= Magdalena Aebi =

Swiss philosopher (1898–1980)

Magdalena Aebi (4 February 1898, Burgdoft – 12 September 1980, Oberburg) was a Swiss philosopher known for her fundamental criticism of Immanuel Kant.

== Life ==
Magdalena Aebi was born on 4 February 1898 in Burgdoft into the family of Hans Aebi and Marie A. Nubile. After attending high school in Burgdorf she studied classical philology, art history and archeology in Zurich and Munich, as well as philosophy with Ernst Cassirer in Hamburg. In 1943 she obtained her doctorate with a critical thesis on Immanuel Kant soughting to refute fundamental Kantian arguments related to transcendental logic. In 1947 on the basis of her dissertation Aebi published a book Kants Begründung der "Deutschen Philosophie" with detailed critique of the logical foundations of Immanuel Kant's Critique of Pure Reason, in particular of his transcendental logic.

Aebi was in correspondence with Dutch philosopher Evert Willem Beth who disclosed his basic intentions as a thinker in his letters to Aebi.

Aebi lived in a hotel in Zurich, Freiburg and finally in Oberburg. She died in Oberburg on 12 September 1980.

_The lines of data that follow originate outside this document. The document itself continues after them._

PR #142, opened 2016-06-15
Provide feature of proxy-to-(proxy|agent)-communication over a unix file socket.

sunweaver:
This PR adds a long awaited feature in nx-libs. Communication of the proxy endpoints (nxproxy <-> nxproxy, nxproxy <-> nxagent) over Unix file sockets.

Note for the reviewer, there are some more todos on my list for this PR. All todos will be added on top of the current commit history.

ToDos:
- [DONE] remove <socket> file after nxagent/nxproxy have exited (Update: socket file gets removed after connection has been established!!!)
- [DONE] reduce code duplication in ChannelEndPoint.cpp due to "forking" our own code
  in Socket.cpp (IsPort, GetUnixSocketPath, GetComputerName, GetTCPHostAndPort) -> Moved over to use ChannelEndPoint class in the first place.
- [POSTPONED] allow "listen=<specific-ip>", so we can have IP address specific binding when waiting
  for an incoming connection (-> not in the scope of this PR)

### DIFF
--- a/nxcomp/ChannelEndPoint.cpp
+++ b/nxcomp/ChannelEndPoint.cpp
@@ -24,6 +24,7 @@
 #include <string.h>
 #include <stdlib.h>
 #include <stdio.h>
+#include <sys/stat.h>
 
 #include "ChannelEndPoint.h"
 
@@ -31,8 +32,21 @@
 
 ChannelEndPoint::ChannelEndPoint(const char *spec)
   : defaultTCPPort_(0), defaultTCPInterface_(0),
-    defaultUnixPath_(NULL) {
-  spec_ = (spec ? strdup(spec) : NULL);
+    defaultUnixPath_(NULL), spec_(NULL) {
+  setSpec(spec);
+}
+
+ChannelEndPoint::~ChannelEndPoint()
+{
+  char *unixPath = NULL;
+
+  if (getUnixPath(&unixPath))
+  {
+    struct stat st;
+    lstat(unixPath, &st);
+    if(S_ISSOCK(st.st_mode))
+      unlink(unixPath);
+  }
 }
 
 void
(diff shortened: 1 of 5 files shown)


nxcomp/Socket.cpp
```diff
@@ -743,3 +745,61 @@ int GetHostAddress(const char *name)
     return (*((int *) host -> h_addr_list[0]));
   }
 }
+
+bool IsPort(char* value, long *port)
```
salva: Outside of its original class context, the names `IsPort` and `GetUnixSocketPath` are not very informative. For instance, `ParseArgAsPortNumber` and `ParseArgAsUnixSocketPath`would be better names.

In any case, is there any reason to not just use a `ChannelEndPoint` object to represent the listening address?

sunweaver: Agreeing on the function names. Will check usage of ChannelEndPoint class.

sunweaver:
@salva: I have fixed the proxy-to-proxy communication over Unix sockets for nxcomp now. I have not changed the way, data gets stored in the spec_ property of ChannelEndPoint (as earlier discussed on IRC). Please review my changes and give feedback. Thanks!!!

nxcomp/ChannelEndPoint.cpp
```diff
@@ -24,37 +24,126 @@
...
+  int length;
+
+  if (spec_) free(spec_);
+  isUnix_ = false;
+  isTCP_ = false;
+
+  if (hostName && strlen(hostName) && port >= 1)
+  {
+    length = snprintf(NULL, 0, "tcp:%s:%ld", hostName, port);
+    newSocketUri = (char *)calloc(length + 1, sizeof(char));
```
salva: Any reason to use the intermediate variable `newSocketUri` here instead of just `_spec`?

nxcomp/Loop.cpp
```diff
@@ -6702,12 +6761,20 @@ int WaitForRemote(int portNum)
...
-      socklen_t addrLen = sizeof(sockaddr_in);
 
-      newFD = accept(proxyFD, (sockaddr *) &newAddr, &addrLen);
+      sockaddr_un newAddrUnix;
+      sockaddr_in newAddrINET;
 
+      if (socketAddress.isUnixSocket())
+      {
+        socklen_t addrLen = sizeof(sockaddr_un);
+        newFD = accept(proxyFD, (sockaddr *) &newAddrUnix, &addrLen);
```
salva: It seems you are not using `newAddrUnix` afterwards, so you could just pass NULL as the second `accept` argument here.

nxcomp/ChannelEndPoint.cpp
sunweaver: > Any reason to use the intermediate variable newSocketUri here instead of just _spec?

Valid point. Commit has been adapted as proposed.

nxcomp/Loop.cpp
sunweaver: > It seems you are not using newAddrUnix afterwards, so you could just pass NULL as the second 
> accept argument here.

Indeed, implementation changed as proposed. Thanks for spotting this.

sunweaver:
Patchset approved by @salva on #arctica IRC:

```
Day changed to 04 Jul 2016
[...]
16:30 < salv0> sunweaver: I have made a couple of comments on the GitHub patch view: 
               https://github.com/ArcticaProject/nx-libs/pull/142/commits/d62e3721dd77406010cb46335efedf94e2ec4a80
16:31 < salv0> but overall I am ok with your changes
```

PR #712, opened 2018-06-21
Pr/misc

uli42:
some small fixes/improvements,.


sunweaver (approved):
Ok, but NXdixfonts.c goes out of sync with dixfonts.c. To avoid that, I will commit the appropriate changes to dixfonts.c after merging.

PR #717, opened 2018-07-25
Pr/xkb 1.3.0.0

uli42:
this lifts xkb to a newer level. It also drops support for our own NX_XKB_(ALTERNATE_)BASE_DIRECTORY stuff and uses the xorg/xkb code that is doing the same in principle. We lose the ability to check multiple own xkb directories at runtime but I doubt we ever need this as it is really a compile time thing. Consequently the directory to use and the default keymapping are now coming from the makefile. <s>So we need a way to get the proper xkb default path to the makefile which I would like to leave to someone else who is more familiar with all the makefile magic in the tree...</s> Makefile magic is included.

This should be included before my (old) PR #492 that adds keyboard=clone as this new code base makes it much easier to implement that feature. So once this is merged I'll review that PR once again.


uli42:
@sunweaver You wanted to check this at your free Saturday evening. Any progress?

nx-X11/programs/Xserver/xkb/Imakefile
```diff
@@ -40,7 +40,7 @@ XKB_DDXDEFS = XkbServerDefines
    LINTLIBS = ../dix/llib-ldix.ln ../os/llib-los.ln
 
 DEFINES = $(XKB_DDXDEFS) $(NX_DEFINES)
-XKB_DEFINES = -DXKB_BASE_DIRECTORY=\"$(LIBDIR)/xkb\" $(XKB_DISABLE)
+XKB_DEFINES = -DXKB_BASE_DIRECTORY=\"/usr/share/X11/xkb\" -DXKB_BIN_DIRECTORY=\"/usr/bin\" -DXKB_DFLT_RULES_FILE=\"base\" -DXKB_DFLT_KB_LAYOUT=\"us\" -DXKB_DFLT_KB_MODEL=\"pc102\" $(XKB_DISABLE)
```
sunweaver: urgh... this looks really hard-coded and hidden... Why not set all those in the main Makefile (I saw some changes like that on your big-1.4.2 branch, so maybe this got changed again. If so, please drop this PR / rebase it with the follow up.

nx-X11/programs/Xserver/xkb/Imakefile
```diff
@@ -40,7 +40,7 @@ XKB_DDXDEFS = XkbServerDefines
    LINTLIBS = ../dix/llib-ldix.ln ../os/llib-los.ln
 
 DEFINES = $(XKB_DDXDEFS) $(NX_DEFINES)
-XKB_DEFINES = -DXKB_BASE_DIRECTORY=\"/usr/share/X11/xkb\" -DXKB_BIN_DIRECTORY=\"/usr/bin\" -DXKB_DFLT_RULES_FILE=\"base\" -DXKB_DFLT_KB_LAYOUT=\"us\" -DXKB_DFLT_KB_MODEL=\"pc102\" $(XKB_DISABLE)
+XKB_DEFINES = -DXKB_BASE_DIRECTORY=\"$(SYSTEMXKBCONFDIR)\" -DXKB_BIN_DIRECTORY=\"$(SYSTEMXKBBINDIR)\" -DXKB_DFLT_RULES_FILE=\"base\" -DXKB_DFLT_KB_LAYOUT=\"us\" -DXKB_DFLT_KB_MODEL=\"pc102\" $(XKB_DISABLE)
```
sunweaver, line 43: ah, here we go... are the XKB RLMVO defaults sooo default that we should hard code them here? (Repeating myself...)

sunweaver (changes requested):
Hi,

I asked a question about hard-code RLVM in some imake config file.

Further more, commit msg of 25ca9b0653c4c3d30c6c29e2ab447d4a6003d26f contains some typos: "... where no longer ..."-> "... were no longer...", "adaptiuon" -> "adaptation"

Except from that, the PR looks good. Please fix the issues / comment on my remarks and then update this PR branch.

nx-X11/programs/Xserver/xkb/Imakefile
uli42: well, we need some default, us and pc102  are the values nx has always been using as defaults, base is the best choice nowadays (and is identical to xfree86 that nx was shipped with). We can of course change them to something else (to what?), but I don't see much benefit, since x2go (and with bad luck also the desktop) will set it anyway. IMHO there cannot be an automatism at the compile time, this is client side runtime decision. As I stated in the pr message I want to rebase my long-time pending keyboard overhaul once this pr is merged. Then I can easily add the runtime RMLVO auto-detection.

sunweaver: ok, then please fix commit msg of 25ca9b0 and we are good to go.

uli42: done

sunweaver (approved):
LGTM now.

PR #718, opened 2018-07-25
add list with versions of the xserver modules

uli42:
must be updated whenever a modules is lifted to a new upstream code base.


sunweaver (approved):
Nice!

== Critique of Immanuel Kant ==
In her book Kants Begründung der "Deutschen Philosophie." Kants transzendentale Logik, Kritik ihrer Begründung Aebi fundamentally criticizes Kant's transcendental deduction of the pure concepts of understanding in The Critique of Pure Reason. Aebi attempts to prove that the entire Kant's text is unclear, incoherent and contradictory. She constituted quaternio terminorum – the fallacy of four terms – as his main error appearing in two different meanings of transcendental apperception in the middle term of syllogism.

According to Aebi Kant's philosophy proclaims "an immense power of the ego” and this idea has determined his successors. Therefore, German philosophy since Kant has been subjectivist with its basic principle of “I” as the subject.

== Publications ==

- 1945 - Beiträge zur Kritik der transzendentalen Logik Kants.
- 1947 - Kants Begründung der "Deutschen Philosophie." Kants transzendentale Logik, Kritik ihrer Begründung.
- 1948 - Kant fondateur de la philosophie subjectiviste allemande.
- 1953 - Système naturel des sciences d'après l'architectonique de l'être et de sa cognoscibilité: Topologie générale des problèmes.
- 1953-1954 - Critique de la construction marxiste et hégélienne de l'histoire.
- 1954 - L'homme et l'histoire.
- 1955 - Der Mensch in der Einheit des Seins.
- 1956 - Italienreise Mai/Juni 1955.
- 1956 - Integration von Spezialwissenschaften und Philosophie zu einer Ganzheit (natuerl. System d. Wiss.).
- 1957 - Integration von Spezialwissenschaften und Philosophie zu einer Ganzheit : natuerliches System der Wissenschaften.
- 1958 - Mensch und Natur: methodologische Betrachtungen zum Thema.
- 1960 - Die Stellung von Gonseths "offener Philosophie" im Ganzen der Philosophie Perennis.
- 1963 - Versunkene Paradiese oder Die Kunst der Gärten.
- 1967 - Aus Italien.
- 1973 - Die Struktur der Dialektik.